BH and I have always had dishonesty underlying our relationship, based on his behaviors (#'s found, emails, texts, etc). Over the years I have asked and asked (sexually) if he'd like things different, does he want to role play, dirty talk, anything..."give me a clue as clearly you don't appear happy and satisfied." 

That being said, it's not that he's going out and having an affair ..he's not looking for love, he's not looking to leave me, but I knew something was up. Recently I opened CC bill to find membership to dating married site...wtf?. I also pilfered his old phone and found numbers, voicemail, pics, etc. All hell broke loose. He informed me I don't give him what he needs as I'm not submissive enough.
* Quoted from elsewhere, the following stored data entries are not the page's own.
PR #884, opened 2021-11-29
DOMA-1521 property map copy section

sitozzz:
- [x] Copy existing section from creation form
- [x] Some menu items will be disabled based on the current state of PropertyMap


apps/condo/domains/property/components/panels/Builder/BuildingPanelEdit.tsx
```diff
@@ -279,6 +279,10 @@ export const BuildingPanelEdit: React.FC<IBuildingPanelEditProps> = (props) => {
     }, [id, push])
 
     const menuClick = useCallback((event) => {
+        if (INSTANT_ACTIONS.includes(event.key)) {
+            Map[event.key]()
```
akarjakin, line 283: Naming convention that is used for `Map` is better to use for classes. Class instance is an object, so `mapEdit` would be better here.

apps/condo/domains/property/components/panels/Builder/BuildingPanelEdit.tsx
```diff
@@ -379,6 +383,8 @@ export const BuildingPanelEdit: React.FC<IBuildingPanelEditProps> = (props) => {
                             addUnit: <UnitForm Builder={Map} refresh={refresh}/>,
                             editSection: <EditSectionForm Builder={Map} refresh={refresh}/>,
                             editUnit: <UnitForm Builder={Map} refresh={refresh}/>,
+                            removeBasement: <RemoveBasementForm Builder={Map} refresh={refresh} />,
```
akarjakin, line 386: all of props are elements of an object actually, so `Builder` should be `builder` actually

apps/condo/domains/property/components/panels/Builder/BuildingPanelEdit.tsx
```diff
@@ -657,44 +707,69 @@ const AddSectionForm: React.FC<IAddSectionFormProps> = ({ Builder, refresh }) =>
...
+
+    useEffect(() => {
+        if (copyId !== null) {
+            const sectionToCopy = Builder.map.sections.find((section) => section.id === copyId)
+            const floorIndexes = sectionToCopy.floors.map((floor) => floor.index)
+            setMinFloor(Math.min(...floorIndexes))
+            setMaxFloor(Math.max(...floorIndexes))
+            setUnitsOnFloor(get(sectionToCopy, 'floors.0.units.length', 0))
+        }
+    }, [copyId])
```
akarjakin, line 734: please make sure all function member variables and props are included in deps

apps/condo/domains/property/components/panels/Builder/BuildingPanelEdit.tsx
```diff
@@ -863,53 +938,86 @@ const MODAL_FORM_BUTTON_GUTTER: RowProps['gutter'] = [0, 16]
...
         </Row>
     )
 }
+
+interface IRemoveBasementForm {
+    Builder: MapEdit
+    refresh(): void
+}
+
+const RemoveBasementForm: React.FC<IRemoveBasementForm> = ({ Builder, refresh }) => {
```
akarjakin, line 972: `Builder` -> `builder `

apps/condo/domains/property/components/panels/Builder/BuildingPanelEdit.tsx
```diff
@@ -863,53 +938,86 @@ const MODAL_FORM_BUTTON_GUTTER: RowProps['gutter'] = [0, 16]
...
+        </Row>
+    )
+}
+
+interface IRemoveAtticForm {
+    Builder: MapEdit
+    refresh(): void
+}
+
+const RemoveAtticForm: React.FC<IRemoveAtticForm> = ({ Builder, refresh }) => {
```
akarjakin, line 1001: `Builder` -> `builder `

apps/condo/domains/property/components/panels/Builder/BuildingPanelView.tsx
```diff
@@ -55,8 +58,14 @@ const CHESS_SCROLL_CONTAINER_STYLE: React.CSSProperties = {
     width: '100%',
     overflowY: 'hidden',
 }
+const FULL_SIZE_UNIT_STYLE: React.CSSProperties = { width: '100%', marginTop: '8px', display: 'block' }
 
 export const PropertyMapView: React.FC<IPropertyMapViewProps> = ({ Builder, refresh }) => {
```
akarjakin, line 63: `Builder` -> `builder `

apps/condo/domains/property/components/panels/Builder/BuildingPanelView.tsx
```diff
@@ -92,50 +101,74 @@ export const PropertyMapView: React.FC<IPropertyMapViewProps> = ({ Builder, refr
...
-                                                >{section.name}</UnitButton>
-                                            </div>
-                                        )
-                                    })
+                                                    style={FULL_SIZE_UNIT_STYLE}
+                                                >{BasementTitlePrefix} {basement.label}</UnitButton>
+                                            ))}
+                                            <UnitButton
+                                                secondary
+                                                style={{ width: '100%', marginTop: '8px' }}
```
akarjakin, line 167: constant please

apps/condo/lang/en.json
```diff
@@ -325,8 +328,10 @@
   "pages.condo.property.select.option.ceil": "Ceil",
   "pages.condo.property.modal.title.addSection": "Add section",
   "pages.condo.property.modal.title.addUnit": "Add unit",
-  "pages.condo.property.modal.title.editSection": "Edit section",
+  "pages.condo.property.modal.title.editSection": "Remove section",
```
akarjakin, line 331: maybe it'd be better to rename `editSection` to `removeSection` too ?

apps/condo/domains/property/components/panels/Builder/BuildingPanelEdit.tsx
```diff
@@ -265,20 +265,24 @@ export const BuildingPanelEdit: React.FC<IBuildingPanelEditProps> = (props) => {
...
+    }, [mapEdit, refresh])
 
 
     const onCancel = useCallback(() => {
         push(`/property/${id}`)
     }, [id, push])
 
     const menuClick = useCallback((event) => {
+        if (INSTANT_ACTIONS.includes(event.key)) {
+            mapEdit[event.key]()
```
akarjakin, line 283: `if (isFunction(mapEdit[event.key])) mapEdit[event.key]()`

apps/condo/domains/property/components/panels/Builder/BuildingPanelEdit.tsx
```diff
@@ -453,27 +457,27 @@ const SCROLL_CONTAINER_EDIT_PADDING = '330px'
 const MENU_COVER_MAP_WIDTH = 800
 
 const ChessBoard: React.FC<IChessBoardProps> = (props) => {
```
akarjakin, line 459: can we move components to separate files, so that 1 component = 1 file ?

apps/condo/domains/property/components/panels/Builder/BuildingPanelView.tsx
```diff
@@ -92,55 +95,53 @@ export const PropertyMapView: React.FC<IPropertyMapViewProps> = ({ Builder, refr
...
+                                        <MapSectionContainer
+                                            key={section.id}
+                                            visible={builder.isSectionVisible(section.id)}
+                                        >
+                                            {
+                                                builder.possibleChosenFloors.map(floorIndex => {
+                                                    const floorInfo = section.floors.find(floor => floor.index === floorIndex)
+                                                    if (floorInfo && floorInfo.units.length) {
+                                                        return (
+                                                            <div key={floorInfo.id} style={{ display: 'block' }}>
```
akarjakin, line 113: constant styles please

apps/condo/domains/property/components/panels/Builder/BuildingPanelView.tsx
```diff
@@ -92,55 +95,53 @@ export const PropertyMapView: React.FC<IPropertyMapViewProps> = ({ Builder, refr
...
-                                        )
-                                    })
+                                    builder.sections.map(section => (
+                                        <MapSectionContainer
+                                            key={section.id}
+                                            visible={builder.isSectionVisible(section.id)}
+                                        >
+                                            {
+                                                builder.possibleChosenFloors.map(floorIndex => {
+                                                    const floorInfo = section.floors.find(floor => floor.index === floorIndex)
```
akarjakin, line 110: can we sort `section.floors` once and get data just using index like `section.floors[floorIndex]` ?
searching array this way is quite expensive

other possible solution is to convert `section.floors` to object with keys = floorIndexes

apps/condo/domains/property/components/panels/Builder/BuildingPanelEdit.tsx
sitozzz: @akarjakin IMO it might make sense if it were reusable components. So there just local components, that could be used once

apps/condo/domains/property/components/panels/Builder/BuildingPanelView.tsx
sitozzz: @akarjakin  we can't use index here because of `floor.index` is a label, that might be negative

sitozzz: @akarjakin Solution with change `sectiion.floors` data type to object is good if not for the need to explicitly define the type of each component. Main problem is that we cannot explicitly describe the data type, because it would be `Record<string, floor>` with an infinite number of keys

pahaz (approved):

akarjakin (approved):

He loves writing and reading erotica (I've done same in past with lovers but he's never broached, nor have I), exchanging same, sexting, phone sex and swears there's never been a meet up or hook up, it's all these other mental/verbal stimulations he's interested in. I also found out he's been going to get sensual massages...wtf?. No idea if that means happy ending or not. He kept telling me that if he revealed his true authentic self he thinks I would think of him as a freak and leave. My departure and the fear of rejection would be more than he could handle. I kept prodding and asking and the more I do, the more he closes up. He's definitely not emotionally connected and intimate as I'd like (never has been), and I know these distractions are adding to the separation. We have started marriage counseling. Last night I sent him a text and said, "maybe you can show me what you want." He's an action man and I thought that might save face and be a different way to get it out of him. So, he proceeds to show me and whisper in my ear what he'd like, one which includes me getting a sensual massage while he watches, and a few other variations...but nothing i would "freak"about. Now, when I've dirty talked over the years I've said these EXACT scenarios...so I'm thinking to myself, those are my fantasies I've told you so why would I think you're a freak? He said maybe they were just fantasies only as i had never suggested acting on them. While I'm not opposed necessarily to doing this, my sticking point is this. He doesn't want to be transparent with phone, computer, etc. and quite frankly, I don't feel like babysitting. I shouldn't have to. I need suggestions on what route to take, without appearing I'm "controlling" the situation. I can definitely think outside the box, but I'm so insecure and hurt by all the deceit, a part if me has no interest whatsoever in giving him anything he desires. Another part of me finds it thrilling and exciting as we're both consenting and were doing it together. Am I the only one ever in this predicament??? Any thoughts?


----------



## EleGirl (Dec 3, 2011)

BH = betrayed spouse. You are the BH. He is the WS (wayward spouse)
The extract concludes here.